Advances in the calculation evaluation of adsorption via porous materials through artificial intelligence and computational fluid dynamics.

Local outlier coefficient (LOF)

LOF is a robust and effective algorithm for identifying outliers in a dataset. Outliers operate under the assumption that they are data points that deviate significantly from the local area. Using LOFs allows you to reveal and remove outliers from your dataset, improving overall data quality. Local density of data points $\:{x} _{i} $ Defined by LOF in the following ways^{twenty three}:

$$\:lof\left({x}_{i}\right)=\:\frac{{\sum\:}_{\forall\:{x}_{j}\in\left({x}_{i}\right)}\frac{d ensity}\left({x}_{i}\right)}{\text{density}\left({x}_{j}\right)}}}{\mid\:n\left({x}}_{i}\right)\mid\:}$$

here, $\:n \left({x}_{i}\right)$ Represents the neighborhood of a data point $\:{x} _{i} $and $\:\text {density} \left({x}_{i} \right)$\) Indicates the density of $\:{x} _{i} $. The LOF of a data point quantifies how its density is compared to the density of adjacent ones. A LOF value significantly greater than 1 suggests that the data point is an outlier^{twenty four}.

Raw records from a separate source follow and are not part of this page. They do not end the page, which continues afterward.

Issue #3674, opened 2023-08-23
Add ability to remove/reset optional variables in fruitsalad


kkbrum:
If you add a bunch of optional variables in the fruitsalad theme (under the fruitsalad tabs expandable div on the theme customization page), these cannot be removed without resetting the whole theme. I'd like to be able to remove them, resetting them to their default color (which is a shade or two darker than the tab itself). Unfortunately the javascript daunts me. The relevant code is here:
https://github.com/learning-unlimited/ESP-Website/blob/03fefcda53c90b57c11f79bcf1d42a33a75a19e5/esp/public/media/theme_editor/theme_editor.js#L74-L92

PR #3675, opened 2023-08-23
Add ability to remove/reset optional variables in fruitsalad

Vayras:
This is my attempt to resolve the #3674 issue

### DIFF
--- a/esp/public/media/theme_editor/theme_editor.js
+++ b/esp/public/media/theme_editor/theme_editor.js
@@ -54,40 +54,47 @@ $j(document).ready(function(){
     showColor();
     showBasePalette();
     showCustomPalette();
-    $j('#addToPalette').click(function(){
-        var newColor = $j('<input>');
-        newColor.addClass('palette');
-        newColor.attr({
-            name: 'palette',
-            type: 'text',
-            value: 'black'
-        });
-        $j('#palette_custom_div').append(newColor);
-        $j('#palette_custom_div').append(" ");
-        showCustomPalette();
-    });
-
+    
     $j('[rel=popover]').each(function(){
         $j(this).popover({placement:'left', animation:false});
     });
     
-    //  Show optional variable selector if there are optional variables available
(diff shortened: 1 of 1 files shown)


esp/public/media/theme_editor/theme_editor.js
```diff
@@ -54,40 +54,47 @@ $j(document).ready(function(){
...
-        newColor.addClass('palette');
-        newColor.attr({
-            name: 'palette',
-            type: 'text',
-            value: 'black'
-        });
-        $j('#palette_custom_div').append(newColor);
-        $j('#palette_custom_div').append(" ");
-        showCustomPalette();
-    });
```
willgearty, line 68: Is there a particular reason that you removed this? Removing this breaks the ability to make a custom palette.

esp/public/media/theme_editor/theme_editor.js
```diff
@@ -54,40 +54,47 @@ $j(document).ready(function(){
...
+                name: select_val,
+                style: 'display: none;'
+            });
 
-        //  Insert a new color selector for the desired variable
-        $j(event.target).parent().parent().parent().append($j('<div class="control-group">')
+        // Create the "Reset Color" button
+        var resetButton = $j('<button class="reset-color">Reset Color</button>').click(function() {
+            colorInput.spectrum("set", "#000000"); // Reset color to default
+        });
```
willgearty, line 87: Adding this button is great, but I think we really want a way to remove the optional variables, not to just reset them to black.

willgearty, line 87: By default, buttons are "type=submit", so whenever you click a "Reset Color", it submits the form, discarding any changes that have been made.

willgearty, line 87: Ideally we would also have similar buttons next to the optional variables that exist on page load.

willgearty (changes requested):
Thanks for submitting this pull request @Vayras! I've left some comments, please let me know if you have any questions.

willgearty:
Superseded by #3675.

GPR (Gaussian process regression)

GPR stands out as a resilient, adaptive, non-parametric Bayesian technique employed in the field of regression analysis. Unlike traditional parametric regression methods, GPR does not make explicit assumptions about the functional form of the underlying data distribution. Instead, we model the data as a functional distribution, allowing for quantification of uncertainty and robust prediction¹⁹.

The predicted distribution of GPR is derived through Bayesian inference. A set of observed data points is given (x, y)where x Input data and y Abbreviation for corresponding output data, and the goal is to predict a new input point $\:{x}^{*} $brings predictions $\:{y}^{*} $. Predicted or estimated distribution of variables $\:{y}^{\ text {*}} $ It is expressed as follows:^{twenty five}:

$$\:p\left({y}^{*} | x | x,y,{x}^{*} \right) = \mathcal {n} \left({{\upmu \:}}^{*}, {{\upsimma \:}}^{*} \right)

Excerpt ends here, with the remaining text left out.